夢かよふ

古典文学大好きな国語教師が、日々の悪戦苦闘ぶりと雑感を紹介しています。

N・ヒル著『悪魔を出し抜け!』

2014-02-28 22:28:40 | N・ヒル『仕事の流儀』
N・ヒル博士著『仕事の流儀』については、現在記事の配信が止まっているのだが、近刊『悪魔を出し抜け!』を最近読む機会があった。
長年、カーネギーやエジソン、フォードといった成功者にインタビューを続け、成功哲学の第一人者となったN・ヒル博士が悪魔との対話(現実か虚構か、実際のところはわからない)を通して、人間世界を支配する「大自然の法則」を発見するに至る書物である。

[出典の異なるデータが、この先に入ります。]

PR #170, opened 2023-07-10
Add optional `onError` to catch errors on actions

BriungRi:
# Description

Currently, `connect` throws an error when something goes wrong. This frequently happens when a user cancels the wallet connection process. When a dApp has their own connect wallet modal, the dApp can catch and handle the error. However, when a dApp is using the given Antd modal from this library, there is no way to control the unhandled errors. This diff adds an optional `onError` prop that when provided, will use the `onError` handle rather than throwing an error.

# Test Plan

Apply this diff and test the error handling in the example app

```
diff --git a/apps/nextjs-example/components/AppContext.tsx b/apps/nextjs-example/components/AppContext.tsx
index a954c00..dfe6ee8 100644
--- a/apps/nextjs-example/components/AppContext.tsx
+++ b/apps/nextjs-example/components/AppContext.tsx
@@ -16,10 +16,7 @@ import {
   NetworkName,
 } from "@aptos-labs/wallet-adapter-react";
 
-import {
-  AutoConnectProvider,
-  useAutoConnect,
-} from "./AutoConnectProvider";
+import { AutoConnectProvider, useAutoConnect } from "./AutoConnectProvider";
 import { FC, ReactNode } from "react";
 import face from "../lib/faceInitialization";
 
@@ -47,7 +44,13 @@ const WalletContextProvider: FC<{ children: ReactNode }> = ({ children }) => {
   ];
 
   return (
-    <AptosWalletAdapterProvider plugins={wallets} autoConnect={autoConnect}>
+    <AptosWalletAdapterProvider
+      plugins={wallets}
+      autoConnect={autoConnect}
+      onError={(err) => {
+        console.error(err);
+      }}
+    >
       {children}
     </AptosWalletAdapterProvider>
   );
@@ -59,4 +62,4 @@ export const AppContext: FC<{ children: ReactNode }> = ({ children }) => {
       <WalletContextProvider>{children}</WalletContextProvider>
     </AutoConnectProvider>
   );
-};
\ No newline at end of file
+};
```

The error is properly caught and logged.

### DIFF
--- a/packages/wallet-adapter-react/src/WalletProvider.tsx
+++ b/packages/wallet-adapter-react/src/WalletProvider.tsx
@@ -1,5 +1,4 @@
 import {
-  ErrorInfo,
   FC,
   ReactNode,
   useCallback,
--- a/packages/wallet-adapter-react/src/WalletProvider.tsx
+++ b/packages/wallet-adapter-react/src/WalletProvider.tsx
@@ -1,4 +1,5 @@
 import {
+  ErrorInfo,
   FC,
   ReactNode,
   useCallback,
@@ -24,6 +25,7 @@ export interface AptosWalletProviderProps {
   children: ReactNode;
   plugins: ReadonlyArray<Wallet>;
   autoConnect?: boolean;
+  onError?: (error: any) => void;
 }
 
 const initialState: {
@@ -42,6 +44,7 @@ export const AptosWalletAdapterProvider: FC<AptosWalletProviderProps> = ({
   children,
   plugins,
   autoConnect = false,
+  onError,
 }: AptosWalletProviderProps) => {
   const [{ connected, account, network, wallet }, setState] =
     useState(initialState);
@@ -61,7 +64,8 @@ export const AptosWalletAdapterProvider: FC<AptosWalletProviderProps> = ({
       await walletCore.connect(walletName);
     } catch (error: any) {
       console.log("connect error", error);
-      throw error;
+      if (onError) onError(error);
+      else throw error;
     } finally {
       setIsLoading(false);
     }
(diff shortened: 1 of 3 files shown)


0xmaayan:
I think it is a very needed option. Would it be possible to add an example of how to use it in the demo app? another thing is that in a case one doesn't use the optional `onError` option, the issue with the current Antd modal still persists, we might want to deal with it also by wrapping the `connect` with `try/catch` and use `await` [here](https://github.com/aptos-labs/aptos-wallet-adapter/blob/main/packages/wallet-adapter-ant-design/src/WalletSelector.tsx#L41-L47) same as we do [here](https://github.com/aptos-labs/aptos-wallet-adapter/blob/main/apps/nextjs-example/components/WalletButtons.tsx#L37-L41).
Other than that, could you [update the changelog](https://github.com/aptos-labs/aptos-wallet-adapter/blob/main/CONTRIBUTING.md#changesets) ?

packages/wallet-adapter-react/src/WalletProvider.tsx
```diff
@@ -1,4 +1,5 @@
 import {
+  ErrorInfo,
```
jillxuu: is it needed?

BriungRi:
> I think it is a very needed option. Would it be possible to add an example of how to use it in the demo app? another thing is that in a case one doesn't use the optional `onError` option, the issue with the current Antd modal still persists, we might want to deal with it also by wrapping the `connect` with `try/catch` and use `await` [here](https://github.com/aptos-labs/aptos-wallet-adapter/blob/main/packages/wallet-adapter-ant-design/src/WalletSelector.tsx#L41-L47) same as we do [here](https://github.com/aptos-labs/aptos-wallet-adapter/blob/main/apps/nextjs-example/components/WalletButtons.tsx#L37-L41). Other than that, could you [update the changelog](https://github.com/aptos-labs/aptos-wallet-adapter/blob/main/CONTRIBUTING.md#changesets) ?

I think it is better to not catch the `connect` in the antd modal because then users who use the antd modal cannot handle the error themselves. For example, imagine a dapp wants to use their toast library to generate a toast that the user cancelled the connection

0xmaayan (approved):

PR #171, opened 2023-07-11
Enforce types in AdapterPluginEvents.onNetworkChange

BriungRi:
# Description

Enforce types based on the way `WalletCore` calls `onNetworkChange`. This diff depends on [a PR in petra-plugin-wallet-adapter](https://github.com/aptos-labs/petra-plugin-wallet-adapter/pull/7) for the wallet to conform to the new type.

### DIFF
--- a/packages/wallet-adapter-core/src/types.ts
+++ b/packages/wallet-adapter-core/src/types.ts
@@ -24,7 +24,7 @@ export interface AptosWalletErrorResult {
   message: string;
 }
 
-type OnNetworkChange = (
+export type OnNetworkChange = (
   callBack: (networkInfo: NetworkInfo) => Promise<void>
 ) => Promise<void>;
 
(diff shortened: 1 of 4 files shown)


packages/wallet-adapter-core/src/types.ts
```diff
@@ -24,6 +24,20 @@ export interface AptosWalletErrorResult {
   message: string;
 }
 
+type OnNetworkChange = (
```
0xmaayan:
```suggestion
export type OnNetworkChange = (
```

Also, if we make this change, we should probably also update the wallet plugin template with the new type https://github.com/aptos-labs/wallet-adapter-plugin-template/blob/main/src/index.ts#L145

0xmaayan:
please update changelog so we can publish a new version once this PR lands

packages/wallet-adapter-react/src/WalletProvider.tsx
```diff
@@ -1,4 +1,5 @@
 import {
+  ErrorInfo,
```
0xmaayan: hmm I think those changes are from a different PR?

0xmaayan (approved):

PR #175, opened 2023-07-12
Refactor demo app to use onError adapter provider prop

0xmaayan:
[PR](https://github.com/aptos-labs/aptos-wallet-adapter/pull/170) introduced an `onError` prop in the adapter provider, this PR makes use of this prop and refactor the demo app to use it. We also update the doc with this prop.

https://github.com/aptos-labs/aptos-wallet-adapter/assets/29798064/e19398ad-91f6-4354-a8f4-1c6d9af69faf

### DIFF
--- a/apps/nextjs-example/components/Alert.tsx
+++ b/apps/nextjs-example/components/Alert.tsx
@@ -1,8 +1,18 @@
+import { Dispatch, SetStateAction } from "react";
+
 type Alert = {
   text: string;
 };
 
-export function SuccessAlert({ text }: Alert) {
+type SuccessAlert = Alert & {
+  setSuccessAlertMessage: Dispatch<SetStateAction<string>>;
+};
+
+type ErrorAlert = Alert & {
+  setErrorAlertMessage: Dispatch<SetStateAction<string>>;
+};
+
+export function SuccessAlert({ text, setSuccessAlertMessage }: SuccessAlert) {
   return (
     <div
       className="bg-teal-100 border border-teal-400 text-teal-900 px-4 py-3 rounded relative"
@@ -17,7 +27,10 @@ export function SuccessAlert({ text }: Alert) {
           {text}
         </a>
       </span>
-      <span className="absolute top-0 bottom-0 right-0 px-4 py-3">
+      <span
+        className="absolute top-0 bottom-0 right-0 px-4 py-3"
+        onClick={() => setSuccessAlertMessage("")}
+      >
         <svg
           className="fill-current h-6 w-6 text-teal-500"
           role="button"
@@ -32,14 +45,17 @@ export function SuccessAlert({ text }: Alert) {
   );
 }
 
-export function ErrorAlert({ text }: Alert) {
+export function ErrorAlert({ text, setErrorAlertMessage }: ErrorAlert) {
   return (
     <div
       className="bg-red-100 border border-red-400 text-red-700 px-4 py-3 rounded relative"
       role="alert"
     >
       <span className="block sm:inline break-all">{text}</span>
-      <span className="absolute top-0 bottom-0 right-0 px-4 py-3">
+      <span
+        className="absolute top-0 bottom-0 right-0 px-4 py-3"
+        onClick={() => setErrorAlertMessage("")}
+      >
         <svg
           className="fill-current h-6 w-6 text-red-500"
           role="button"
--- a/apps/nextjs-example/components/Alert.tsx
+++ b/apps/nextjs-example/components/Alert.tsx
@@ -2,17 +2,10 @@ import { Dispatch, SetStateAction } from "react";
 
 type Alert = {
   text: string;
+  setText: Dispatch<SetStateAction<string | null>>;
 };
 
-type SuccessAlert = Alert & {
-  setSuccessAlertMessage: Dispatch<SetStateAction<string>>;
-};
-
-type ErrorAlert = Alert & {
-  setErrorAlertMessage: Dispatch<SetStateAction<string>>;
-};
-
-export function SuccessAlert({ text, setSuccessAlertMessage }: SuccessAlert) {
+export function SuccessAlert({ text, setText }: Alert) {
   return (
     <div
       className="bg-teal-100 border border-teal-400 text-teal-900 px-4 py-3 rounded relative"
@@ -29,7 +22,7 @@ export function SuccessAlert({ text, setSuccessAlertMessage }: SuccessAlert) {
       </span>
       <span
         className="absolute top-0 bottom-0 right-0 px-4 py-3"
-        onClick={() => setSuccessAlertMessage("")}
+        onClick={() => setText(null)}
       >
         <svg
           className="fill-current h-6 w-6 text-teal-500"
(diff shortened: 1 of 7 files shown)


apps/nextjs-example/components/AlertProvider.tsx
```diff
@@ -0,0 +1,55 @@
...
+
+interface AlertContextState {
+  successAlertMessage: string;
+  setSuccessAlertMessage: Dispatch<SetStateAction<string>>;
+  errorAlertMessage: string;
+  setErrorAlertMessage: Dispatch<SetStateAction<string>>;
+}
+
+export const AlertContext = createContext<AlertContextState>(
+  {} as AlertContextState
```
BriungRi: I personally prefer `createContext<AlertContextState | undefined>(undefined)`

and later

```
export function useAlert(): AlertContextState {
  const context = useContext(AlertContext);
  if (!context) throw new Error("useAlert must be used within an AlertProvider")
  return context;
}
```
mainly because `{} as AlertContextState` seems like it could work unexpectedly when a provider isn't present in the DOM

apps/nextjs-example/components/AlertProvider.tsx
```diff
@@ -0,0 +1,55 @@
...
+);
+
+export function useAlert(): AlertContextState {
+  return useContext(AlertContext);
+}
+
+export const AlertProvider: FC<{ children: ReactNode }> = ({ children }) => {
+  const [successAlertMessage, setSuccessAlertMessage] = useState<string>("");
```
BriungRi: I usually find `null` acts as a more distinct empty state than `""`

apps/nextjs-example/components/Alert.tsx
```diff
@@ -1,8 +1,18 @@
+import { Dispatch, SetStateAction } from "react";
+
 type Alert = {
   text: string;
```
BriungRi, line 4: To unify the types, could just do

```
type Alert = {
  text: string;
  resetText: () => void;
}
```

and also consider using `useCallback` in `AlertProvider` to define `resetText`

apps/nextjs-example/components/AppContext.tsx
```diff
@@ -19,9 +19,11 @@ import {
 import { AutoConnectProvider, useAutoConnect } from "./AutoConnectProvider";
 import { FC, ReactNode } from "react";
 import face from "../lib/faceInitialization";
+import { AlertProvider, useAlert } from "./AlertProvider";
 
 const WalletContextProvider: FC<{ children: ReactNode }> = ({ children }) => {
   const { autoConnect } = useAutoConnect();
+  const {setErrorAlertMessage} = useAlert();
```
BriungRi: needs format?

apps/nextjs-example/components/WalletButtons.tsx
```diff
@@ -5,29 +5,23 @@ import {
...
-
-const WalletButtons = (props: WalletButtonsProps) => {
+const WalletButtons = () => {
   const { wallets } = useWallet();
 
   return (
     <>
       {wallets.map((wallet: Wallet) => {
-        return walletView(wallet, props.setErrorAlertMessage);
+        return walletView(wallet);
```
BriungRi, line 16: Is there a reason we're not using JSX here? Also, is `key` needed?

apps/nextjs-example/pages/index.tsx
```diff
@@ -51,15 +49,14 @@ export default function App() {
       type_arguments: ["0x1::aptos_coin::AptosCoin"],
       arguments: [account?.address, 1], // 1 is in Octas
     };
+    const response = await signAndSubmitTransaction(payload);
```
BriungRi, line 52: is there a reason we're moving the `signAndSubmitTransaction` outside of the try/catch block? If anything, I would expect `signAndSubmitTransaction` to be relatively prone to throwing errors

apps/nextjs-example/pages/index.tsx
```diff
@@ -41,8 +40,7 @@ export default function App() {
   } = useWallet();
 
   const { autoConnect, setAutoConnect } = useAutoConnect();
-  const [successAlertMessage, setSuccessAlertMessage] = useState<string>("");
-  const [errorAlertMessage, setErrorAlertMessage] = useState<string>("");
```
BriungRi, line 45: can't we still use `setErrorAlertMessage` in this file?

packages/wallet-adapter-react/README.md
```diff
@@ -20,11 +20,12 @@ signAndSubmitTransaction
 signMessage
 ```
 
-##### Feature functions
+##### Feature functions - functions that not all wallets must support
```
BriungRi: `functions that all wallets must support`

or

`functions that may not be supported by all wallets`?

packages/wallet-adapter-react/README.md
```diff
@@ -108,7 +116,11 @@ You can find it [here](../wallet-adapter-ant-design/) with instructions on how t
 ##### connect(walletName)
 
 ```js
-<button onClick={() => connect(wallet.name)}>{wallet.name}</button>
+const onConnect = async (walletName) => {
```
BriungRi, line 119: Shouldn't this be a function that returns a function?

```
const onConnect = (walletName) => {
  return () => connect(walletName);
}
```

BriungRi (commented):
Left comments

apps/nextjs-example/pages/index.tsx
0xmaayan: any downstream error are caught and handled in `onError`

apps/nextjs-example/pages/index.tsx
0xmaayan: we use the global state

packages/wallet-adapter-react/README.md
0xmaayan: it is onClick event that calls a function that calls the `connect` function, it doesnt need to return a function but to call it.

BriungRi: Doesn't `onClick` take in a function?

So in `onClick={onConnect(wallet.name)}`, wouldn't `onConnect(wallet.name)` need to evaluate to a function?

Screenshot 2023-07-13 at 1 00 04 PM

0xmaayan: yes you are right, missed this part. fixed it
```
onClick={() => onConnect(wallet.name)}
```

apps/nextjs-example/pages/index.tsx
```diff
@@ -51,15 +49,14 @@ export default function App() {
...
+    const response = await signAndSubmitTransaction(payload);
     try {
-      const response = await signAndSubmitTransaction(payload);
       await aptosClient.waitForTransaction(response?.hash || "");
       setSuccessAlertMessage(
         `https://explorer.aptoslabs.com/txn/${response?.hash}`
       );
-    } catch (error: any) {
-      console.log("error", error);
-      setErrorAlertMessage(error);
```
BriungRi, line 62: Intentional to not `setErrorAlertMessage` anymore?

apps/nextjs-example/pages/index.tsx
```diff
@@ -51,15 +49,14 @@ export default function App() {
       type_arguments: ["0x1::aptos_coin::AptosCoin"],
       arguments: [account?.address, 1], // 1 is in Octas
     };
+    const response = await signAndSubmitTransaction(payload);
     try {
-      const response = await signAndSubmitTransaction(payload);
       await aptosClient.waitForTransaction(response?.hash || "");
       setSuccessAlertMessage(
         `https://explorer.aptoslabs.com/txn/${response?.hash}`
```
BriungRi, line 56: Not an issue with this diff, but would be nicer as

`View transaction: https://explorer.aptoslabs.com/txn/${response?.hash}`

BriungRi (approved):
Few more comments. Thank you for addressing my comments!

この書は、1938年にヒル博士が原稿を完成させていながら(“Outwitting the Devill”)、その後親族の意向により、72年間もの間隠されてきた。学校教育や教会を批判した部分があることや、本の中に悪魔が登場することが既成宗教の攻撃を招く危険を顧慮したのである。しかし、当時を知る関係者がほぼ亡くなっていることから、ナポレオン・ヒル財団が2011年にこの書を公刊し、わが国では昨年11月に邦訳が出た(田中孝顕訳、きこ書房)。店頭に並ぶと同時に購入したのだが、なかなか読むことができず、昨日ようやく読み終わった。

ヒル博士と悪魔との対話で、特に印象に残ったのは次のくだり。

悪魔 私は自分の主張を変えるつもりはない。人間の最大の義務は自分自身に対する義務なのだ。
博士 子どもは自分を生んで育ててくれた親に対し何らかの義務があるのではないでしょうか?
悪魔 そんな義務はまったくない。むしろその逆だ。親は子供に対して、自分の持っている知識をすべて与えるという義務を負っている。さらに言えば、子供を助けるどころか、反対にダメにしている親が多すぎる。彼らは義務という言葉の意味をはき違え、子供たちを甘やかしてばかりいる。本当は、子供たちが自力で知識を得るよう仕向けなくてはならないのだ。
博士 なるほど。つまり、子供に手助けしすぎることは、かえってその子たちを「流される」習慣に導き、何事にも明確でいられないようにさせてしまう、それがあなたの理論なのですね。子供たちに必要なのは、失敗はそれに見合うだけの成功の種を含んでおり、労せずして得たものはどんなものでも、恵みどころかむしろ禍をもたらす、そういう偉大な知恵を持った教師なのだ、そうあなたは信じているのですね。それで間違いありませんか?

ヒル博士は、この書を通じて、「願いは心に強く念じることで現実のものとなる」と主張し、我々が自分の頭で考え、明確な目標と計画をもって実行し、遂行すべきことを強調している。習慣を味方につけ、ヒプノティック・リズム(催眠術のように、我々の肉体的・精神的な習慣を永続的に固定化する、一種の自然法則のようなもの)に無意識に支配されるのでなく、意識して肯定的に使うようにすることは、難しいかもしれないが(ヒル博士は100人に2人としている)、成功者とそうでない者を分ける点は、実にここに存するのだと。

ヒル博士が言うように、失敗を成功に変えるという、「賢者の石」は存在しない。
「自分の頭の中を支配している思考は、その思考の性質に従って少しずつ組み合わされ、自分の欲しいもの、あるいは本当は欲しくないものに姿を変えていく。成功や失敗とは、そういう日々の小さな変化が積み重なった結果なのだ。」

この本を読みながら、自分の過去の成功も失敗も、何に起因していたのか、今にしてその源をたどることができたことも多い。
この本にもっと早く出会えていたら、と思うと、なんだかとても悔しい気もする一冊である。